▶ **The task**
Copy the entries exactly, leaving out nothing.
..............................
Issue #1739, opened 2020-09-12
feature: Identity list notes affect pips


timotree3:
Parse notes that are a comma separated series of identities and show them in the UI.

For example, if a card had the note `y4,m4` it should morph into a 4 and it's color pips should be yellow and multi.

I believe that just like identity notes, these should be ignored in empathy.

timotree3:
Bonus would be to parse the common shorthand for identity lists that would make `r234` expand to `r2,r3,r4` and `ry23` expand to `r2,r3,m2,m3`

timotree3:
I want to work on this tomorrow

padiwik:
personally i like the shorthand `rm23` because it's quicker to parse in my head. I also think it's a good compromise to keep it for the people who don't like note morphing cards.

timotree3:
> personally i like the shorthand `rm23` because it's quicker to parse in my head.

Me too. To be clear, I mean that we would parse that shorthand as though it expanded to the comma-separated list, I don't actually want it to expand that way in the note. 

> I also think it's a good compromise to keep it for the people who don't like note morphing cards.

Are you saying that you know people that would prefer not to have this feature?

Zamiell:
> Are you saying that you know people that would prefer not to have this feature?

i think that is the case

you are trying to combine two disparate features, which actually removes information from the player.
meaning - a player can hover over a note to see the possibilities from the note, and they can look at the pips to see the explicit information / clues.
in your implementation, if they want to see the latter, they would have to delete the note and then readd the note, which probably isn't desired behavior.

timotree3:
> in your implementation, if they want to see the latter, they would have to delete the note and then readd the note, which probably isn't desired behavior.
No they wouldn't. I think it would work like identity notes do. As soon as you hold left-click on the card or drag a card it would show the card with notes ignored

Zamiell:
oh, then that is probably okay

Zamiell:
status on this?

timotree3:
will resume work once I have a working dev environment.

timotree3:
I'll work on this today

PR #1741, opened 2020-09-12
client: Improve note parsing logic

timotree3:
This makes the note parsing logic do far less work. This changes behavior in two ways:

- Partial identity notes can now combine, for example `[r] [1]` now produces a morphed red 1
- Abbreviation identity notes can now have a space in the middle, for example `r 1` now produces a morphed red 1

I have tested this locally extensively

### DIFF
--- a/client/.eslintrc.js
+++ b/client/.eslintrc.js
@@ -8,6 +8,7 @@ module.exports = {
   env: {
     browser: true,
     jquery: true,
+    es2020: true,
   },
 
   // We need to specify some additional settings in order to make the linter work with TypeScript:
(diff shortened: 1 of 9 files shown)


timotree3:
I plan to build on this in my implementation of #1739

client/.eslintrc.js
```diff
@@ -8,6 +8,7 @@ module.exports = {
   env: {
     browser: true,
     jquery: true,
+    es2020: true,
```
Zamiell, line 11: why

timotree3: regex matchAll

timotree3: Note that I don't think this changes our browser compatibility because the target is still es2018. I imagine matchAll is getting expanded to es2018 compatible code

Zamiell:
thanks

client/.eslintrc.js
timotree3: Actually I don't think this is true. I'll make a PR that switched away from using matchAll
..............................
▶ **Solution to this exercise**
Issue #1739, opened 2020-09-12
feature: Identity list notes affect pips


timotree3:
Parse notes that are a comma separated series of identities and show them in the UI.

For example, if a card had the note `y4,m4` it should morph into a 4 and it's color pips should be yellow and multi.

I believe that just like identity notes, these should be ignored in empathy.

timotree3:
Bonus would be to parse the common shorthand for identity lists that would make `r234` expand to `r2,r3,r4` and `ry23` expand to `r2,r3,m2,m3`

timotree3:
I want to work on this tomorrow

padiwik:
personally i like the shorthand `rm23` because it's quicker to parse in my head. I also think it's a good compromise to keep it for the people who don't like note morphing cards.

timotree3:
> personally i like the shorthand `rm23` because it's quicker to parse in my head.

Me too. To be clear, I mean that we would parse that shorthand as though it expanded to the comma-separated list, I don't actually want it to expand that way in the note. 

> I also think it's a good compromise to keep it for the people who don't like note morphing cards.

Are you saying that you know people that would prefer not to have this feature?

Zamiell:
> Are you saying that you know people that would prefer not to have this feature?

i think that is the case

you are trying to combine two disparate features, which actually removes information from the player.
meaning - a player can hover over a note to see the possibilities from the note, and they can look at the pips to see the explicit information / clues.
in your implementation, if they want to see the latter, they would have to delete the note and then readd the note, which probably isn't desired behavior.

timotree3:
> in your implementation, if they want to see the latter, they would have to delete the note and then readd the note, which probably isn't desired behavior.
No they wouldn't. I think it would work like identity notes do. As soon as you hold left-click on the card or drag a card it would show the card with notes ignored

Zamiell:
oh, then that is probably okay

Zamiell:
status on this?

timotree3:
will resume work once I have a working dev environment.

timotree3:
I'll work on this today

PR #1741, opened 2020-09-12
client: Improve note parsing logic

timotree3:
This makes the note parsing logic do far less work. This changes behavior in two ways:

- Partial identity notes can now combine, for example `[r] [1]` now produces a morphed red 1
- Abbreviation identity notes can now have a space in the middle, for example `r 1` now produces a morphed red 1

I have tested this locally extensively

### DIFF
--- a/client/.eslintrc.js
+++ b/client/.eslintrc.js
@@ -8,6 +8,7 @@ module.exports = {
   env: {
     browser: true,
     jquery: true,
+    es2020: true,
   },
 
   // We need to specify some additional settings in order to make the linter work with TypeScript:
(diff shortened: 1 of 9 files shown)


timotree3:
I plan to build on this in my implementation of #1739

client/.eslintrc.js
```diff
@@ -8,6 +8,7 @@ module.exports = {
   env: {
     browser: true,
     jquery: true,
+    es2020: true,
```
Zamiell, line 11: why

timotree3: regex matchAll

timotree3: Note that I don't think this changes our browser compatibility because the target is still es2018. I imagine matchAll is getting expanded to es2018 compatible code

Zamiell:
thanks

client/.eslintrc.js
timotree3: Actually I don't think this is true. I'll make a PR that switched away from using matchAll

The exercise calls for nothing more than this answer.